PR #128, opened 2019-06-13
Move security policy building into API module 

emersonknapp:
Move security policy building so that it can be more easily reused outside the CLI verb. This specifically enables writing a better `create_permission` test, so we don't have to call the CLI in that test.

### DIFF
--- a/sros2/sros2/api/__init__.py
+++ b/sros2/sros2/api/__init__.py
@@ -33,6 +33,7 @@ from sros2.policy import (
     get_transport_schema,
     get_transport_template,
     load_policy,
+    POLICY_VERSION,
 )
 
 HIDDEN_NODE_PREFIX = '_'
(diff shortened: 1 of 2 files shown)


sros2/sros2/api/__init__.py
```diff
@@ -551,3 +552,55 @@ def generate_artifacts(keystore_path=None, identity_names=[], policy_files=[]):
             create_permissions_from_policy_element(
                 keystore_path, identity_name, policy_element)
     return True
+
+
+class PolicyBuilder(object):
+    """Load and modify an XML security policy."""
+    def __init__(self, policy_file_path):
```
kyrofa: Maybe `def __init__(self, *, policy_file_path=None)` makes more sense, given that it's pretty optional?

sros2/sros2/api/__init__.py
```diff
@@ -551,3 +552,55 @@ def generate_artifacts(keystore_path=None, identity_names=[], policy_files=[]):
             create_permissions_from_policy_element(
                 keystore_path, identity_name, policy_element)
     return True
+
+
+class PolicyBuilder(object):
```
kyrofa: No need to inherit from object in Python3.

mjcarroll:
@emersonknapp You'll probably need to take another look at this to resolve conflicts and address feedback.

emersonknapp:
Yeah, thanks for the bump, this fell by the wayside last week - will take a look

kyrofa:
I chatted with @emersonknapp and he gave me the okay to take this over. I've done that and built upon it, refactoring it a bit more and adding a ton of tests, over in #142. Okay to close this?

emersonknapp:
Yeah sounds good

PR #132, opened 2019-06-20
create_key test: add missing tests

kyrofa:
In preparation for future work, this PR adds a few tests that are missing from `create_key`, specifically tests that verify the request.cnf, permissions.p7s, governance.p7s, and ecdsaparam.

Also rework test module to use module fixtures and multiple smaller test cases instead of one large one. This makes it easier to add more, and makes test failures more meaningful.

cc @jacobperron, @emersonknapp

### DIFF
--- a/sros2/test/sros2/commands/security/verbs/test_create_key.py
+++ b/sros2/test/sros2/commands/security/verbs/test_create_key.py
@@ -102,8 +102,6 @@ def test_cert_pem(node_keys_dir):
 
 
 def test_ecdsaparam(node_keys_dir):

Problem to solve: Copy verbatim the span of lines that begins with the line holding "Also rework test" and ends at the last line of the records.

Exercise solution:
Also rework test module to use module fixtures and multiple smaller test cases instead of one large one. This makes it easier to add more, and makes test failures more meaningful.

cc @jacobperron, @emersonknapp

### DIFF
--- a/sros2/test/sros2/commands/security/verbs/test_create_key.py
+++ b/sros2/test/sros2/commands/security/verbs/test_create_key.py
@@ -102,8 +102,6 @@ def test_cert_pem(node_keys_dir):
 
 
 def test_ecdsaparam(node_keys_dir):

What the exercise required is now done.